Print exactly what the entries say, line by line, from the first line down to the one with "- [x] run and check full-size test", inclusive.
"""
PR #162, opened 2021-03-09
Dsl2 first draft

skrakau:
OK, here is a first running DSL2 version:

- [x] ...
- [x] Compared results to latest DSL1 version
- [x] Updated docs
- [x] Updated CHANGELOG
- [x] Added new `nf-core/test-datasets` in new format (https://github.com/nf-core/test-datasets/pull/226)
- [x] Replaced local `fastp` module by nf-core fastp module 
- [x] fix CAT db problem (built Biocontainer containing CAT and suitable Diamond version for latest CAT database)
- [x] solve S3 nf-amazon plugin problem (will be solved with next nextflow release)
- [x] make use of containers consistent (when only using tar etc.)
- [x] run and check full-size test
- [x] update required nextflow version (`nextflowVersion >= 20.10.0` for now, assuming release, although singularity requires `>=20.11.0-edge`)
- [ ] ~~fix non-reproducible centrifuge error  (on CFC and locally), any changed dependencies?~~

Use of local `Bowtie2` modules instead of using existing nf-core modules:
 1) `bowtie2_removal_build/align`:  different behaviour -> mapped reads are discarded for contamination removal
 2) `bowtie2_assembly_build/align`: since the index need to be build for all assemblies, I needed to hand over a `meta` map to the index building process as well to avoid complicated channel logic before and after calling the module

Use of local `quast` modules instead of using nf-core modules:
 1) `quast`, `quast_bins`: metaQUAST is used (not QUAST), with different processing for bins

I observed a non-reproducible centrifuge error (which disappears when using `-resume`) on different systems, which I did not observe with previous pipeline versions. However, since I could not reproduce it recently I will postpone this.

Since there are so many changes, I don't know what else to describe here. Let me know, if I should add something.

## PR checklist

 - [x] If necessary, also make a PR on the nf-core/mag _branch_ on the [nf-core/test-datasets](https://github.com/nf-core/test-datasets) repository.


modules/local/metabat2.nf
```diff
@@ -0,0 +1,51 @@
...
+    metabat2 -t "${task.cpus}" -i "${assembly}" -a depth.txt -o "MetaBAT2/${meta.assembler}-${meta.id}" -m ${params.min_contig_size} --unbinned --seed ${params.metabat_rng_seed}
+
+    # save unbinned contigs above thresholds into individual files, dump others in one file
+    split_fasta.py "MetaBAT2/${meta.assembler}-${meta.id}.unbinned.fa" ${params.min_length_unbinned_contigs} ${params.max_unbinned_contigs} ${params.min_contig_size}
+
+    mkdir MetaBAT2/discarded
+    mv "MetaBAT2/${meta.assembler}-${meta.id}.lowDepth.fa" MetaBAT2/discarded/
+    mv "MetaBAT2/${meta.assembler}-${meta.id}.tooShort.fa" MetaBAT2/discarded/
+    mv "MetaBAT2/${meta.assembler}-${meta.id}.unbinned.pooled.fa" MetaBAT2/discarded/
+    mv "MetaBAT2/${meta.assembler}-${meta.id}.unbinned.remaining.fa" MetaBAT2/discarded/
```
d4straub, line 44: These 4 files recently made ~50% of the size of the output folder, so it would be nice to have that zipped. Not urgent, but to keep in mind.

skrakau: https://github.com/nf-core/mag/issues/165

main.nf
```diff
@@ -14,201 +14,183 @@ Sabrina Krakau <sabrinakrakau@gmail.com>
...
 }
 
 // Ensure sample IDs are unique
-ch_sample_validate
-    .map { row -> row[0] }
+ch_input_rows
+    .map { id, group, sr1, sr2, lr -> id }
     .toList()
-    .map{ ids -> if( ids.size() != ids.unique().size() ) {exit 1, "ERROR: input contains duplicated sample IDs!" } }
+    .map { ids -> if( ids.size() != ids.unique().size() ) {exit 1, "ERROR: input samplesheet contains duplicated sample IDs!" } }
```
d4straub, line 189: This could go into a separate file.

main.nf
```diff
@@ -14,201 +14,183 @@ Sabrina Krakau <sabrinakrakau@gmail.com>
...
+include { NANOPLOT as NANOPLOT_FILTERED                       } from './modules/local/nanoplot'                    addParams( options: modules['nanoplot_filtered']          )
+include { CENTRIFUGE_DB_PREPARATION                           } from './modules/local/centrifuge_db_preparation'   addParams( options: [:]                                   )
+include { CENTRIFUGE                                          } from './modules/local/centrifuge'                  addParams( options: modules['centrifuge']                 )
+include { KRAKEN2_DB_PREPARATION                              } from './modules/local/kraken2_db_preparation'      addParams( options: [:]                                   )
+include { KRAKEN2                                             } from './modules/local/kraken2'                     addParams( options: modules['kraken2']                    )
+include { KRONA_DB                                            } from './modules/local/krona_db'                    addParams( options: [:]                                   )
```
d4straub, line 63: Here and others with empty options: why do you even add  `addParams( options: [:] )`? It seems to me it has no impact.

d4straub (commented):
Looks like great work!

Small points:
- I found twice optional outputs but with different syntax, not sure that works in both cases as intended: [modules/local/bowtie2_removal_align.nf](https://github.com/skrakau/mag/blob/00aae98353873c7434f018d2622ccff708dbc951/modules/local/bowtie2_removal_align.nf#L29) and [modules/local/busco.nf](https://github.com/skrakau/mag/blob/00aae98353873c7434f018d2622ccff708dbc951/modules/local/busco.nf#L28-L29)
- linting might break after the nf-core tools 1.13 rollout

skrakau:
The linting with tools 1.13.1 currently fails due to custom changes in `assets/multiqc_config.yaml` with:
```
╭─────────────────────────────────────────────────────────────────────────────────────────────────────────────────────────────────────────────────────────────────────────────────╮
│ [✗] 1 Test Failed                                                                                                                                                               │
├─────────────────────────────────────────────────────────────────────────────────────────────────────────────────────────────────────────────────────────────────────────────────┤
│ files_unchanged: assets/multiqc_config.yaml does not match the template                                                                                                         │
╰─────────────────────────────────────────────────────────────────────────────────────────────────────────────────────────────────────────────────────────────────────────────────╯
```

`nf-core lint . --fix files_unchanged` would delete all my custom code. I don't know how to fix this right now.

main.nf
skrakau: I don't know, because others did it like this ;)

You as well https://github.com/d4straub/ampliseq/blob/9b70932af3045e0c3af9ce18456d23eabc1be593/workflows/ampliseq.nf#L159 
but seems one could omit it.

d4straub: Right, I could remove that I think. However here I did remove the addParams: https://github.com/d4straub/ampliseq/blob/9b70932af3045e0c3af9ce18456d23eabc1be593/workflows/ampliseq.nf#L149-L150

skrakau:
Thanks a lot for reviewing @d4straub ! The optional output seems to work in both cases so far, at least with the current Nextflow versions.

KevinMenden (approved):
Looks good to me!
I've been mainly just looking at the modules and DSL2 stuff. Most of the modules are local so you can basically write them however you want. Probably a good idea though to make them similar to nf-core modules, so it's easier to put them on nf-core/modules later.

Mostly I found that a process label is missing for I think basically all local modules, and sometimes emit statements are missing.

main.nf
skrakau: Hi @d4straub and @KevinMenden ,
were should this go, into a separate module file or should this be added to `functions.nf`?

modules/local/busco_db_preparation.nf
```diff
@@ -0,0 +1,33 @@
...
+    } else {
+        container "biocontainers/biocontainers:v1.2.0_cv1"
+    }
+
+    input:
+    path(database)
+
+    output:
+    path "buscodb/*", emit: db
+    path database
```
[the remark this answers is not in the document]
skrakau: in this case I think it doesn't make sense, since `database` is the input file. It is just used as output, because there is an option to publish this database file to `results`

main.nf
d4straub: I would put it into a separate file.

skrakau:
Hi @KevinMenden ,

I added the missing emit statements (apart from one exception where it doesn't make sense, see above).
 
Regarding the labels, we didn't use them for mag because it doesn't make sense to squeeze all those processes with very different requirements in these few categories. Thus I would also prefer adding the labels to the modules only when porting them to nf-core later.

main.nf
skrakau: should go into a proper `NF` script in `modules/local`

modules/local/bowtie2_assembly_build.nf
```diff
@@ -0,0 +1,31 @@
+// Import generic module functions
+include { initOptions; saveFiles; getSoftwareName } from './functions'
+
+params.options = [:]
+options    = initOptions(params.options)
+
+process BOWTIE2_ASSEMBLY_BUILD {
+    tag "${meta.assembler}-${meta.id}"
+
```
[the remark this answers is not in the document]
skrakau: see answer below

modules/local/bowtie2_assembly_align.nf
```diff
@@ -0,0 +1,46 @@
+// Import generic module functions
+include { initOptions; saveFiles; getSoftwareName } from './functions'
+
+params.options = [:]
+options    = initOptions(params.options)
+
+process BOWTIE2_ASSEMBLY_ALIGN {
+    tag "${assembly_meta.assembler}-${assembly_meta.id}-${reads_meta.id}"
+
```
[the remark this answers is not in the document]
skrakau: see answer below

skrakau:
I additionally changed some defaults in `nextflow.config` (and `nextflow_schema.json`) to clean up the params which are listed in the summary (-> only params != default).

KevinMenden:
Okay, but the modules are always the same processes, so requirements should be similar right?
Anyway it's only mandatory when putting them on nf-core/modules :) so no need to change  here

skrakau:
Thanks a lot for reviewing @KevinMenden ! 

Regarding labels: it is just that for mag there are for various processes error strategies applied for specific `exit codes`, different `maxRetries` applied, `exponential increases` of mem and time requirements applied when re-running, and in general the requirements where adjusted over time by people using the pipeline, and I don't want to mess with it right now (maybe later) :)

d4straub (approved):
Could't find any issues any more, looks good!

skrakau:
Parallelised GitHub CI test to address https://github.com/nf-core/mag/issues/170.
"""
Solution
PR #162, opened 2021-03-09
Dsl2 first draft

skrakau:
OK, here is a first running DSL2 version:

- [x] ...
- [x] Compared results to latest DSL1 version
- [x] Updated docs
- [x] Updated CHANGELOG
- [x] Added new `nf-core/test-datasets` in new format (https://github.com/nf-core/test-datasets/pull/226)
- [x] Replaced local `fastp` module by nf-core fastp module 
- [x] fix CAT db problem (built Biocontainer containing CAT and suitable Diamond version for latest CAT database)
- [x] solve S3 nf-amazon plugin problem (will be solved with next nextflow release)
- [x] make use of containers consistent (when only using tar etc.)
- [x] run and check full-size test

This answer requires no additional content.